Eboe-Osuji graduated with a Law Degree (LL.B) from the University of Calabar in 1985, before studying for a master of laws (LL.M) at the McGill University in Canada.
In a correspondence made available to news houses, the court said “the judges of the International Criminal Court (ICC), sitting in a plenary session, elected Judge Chile Eboe-Osuji (Nigeria) as President of the Court for a three-year term with immediate effect”.
The court also elected Robert Fremr of Czech Republic as the first vice-president and Marc Perrin de Brichambaut of France as the second vice-president.
“I am deeply honoured to have been elected by my peers as President of the International Criminal Court.
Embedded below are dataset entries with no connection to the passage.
Issue #2486, opened 2021-12-22
If there is an automatically selected target frame, we don't show it in the TF dropdown


amacneil:
**Description**

We should remove the "choose a target frame" concept. Either no frame exists, or we automatically select a frame and show it in the dropdown.

![image](https://user-images.githubusercontent.com/637671/147155308-53483888-b82e-4569-a255-67f0fd6737c3.png)

amacneil:
Unrelated note: The follow icon should go "unblue" when you are not following.

defunctzombie:
Blue icon fixed here: https://github.com/foxglove/studio/pull/2494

As I take up my duties, I feel encouraged that I am able to rely on the wide experience of the two Vice-Presidents, Judge Robert Fremr and Judge Marc Perrin de Brichambaut, both of whom I have closely worked with previously,” Eboe-Osuji said.
Born in Imo, the 55-year-old judge, also added that he was looking forward to working together with all the judges, all the officials and the staff of the Court in a spirit of collegiality.
“I also look forward to collaborating with the Assembly of States Parties, civil society and the international community at large, acting together to strengthen and reinforce the Rome Statute system, the 20th anniversary of the adoption of which we celebrate this year.
“I am also grateful to the previous President, Judge Silvia Fernández de Gurmendi, and Vice-Presidents, Judges Joyce Aluoch and Kuniko Ozaki, for their work and leadership,” he added.
The presidency – consisting of the President and the two Vice-Presidents – plays a key role in providing strategic leadership to the ICC as a whole.
The presidency coordinates with the other organs and seeks the concurrence of the Prosecutor on matters of mutual concern.
In accordance with the Rome Statute, the ICC’s governing treaty, the Presidency is responsible for the proper administration of the Court, with the exception of the Office of the Prosecutor.
The presidency oversees the activities of the Registry and provides input into a broad range of administrative policies affecting the Court’s overall functioning.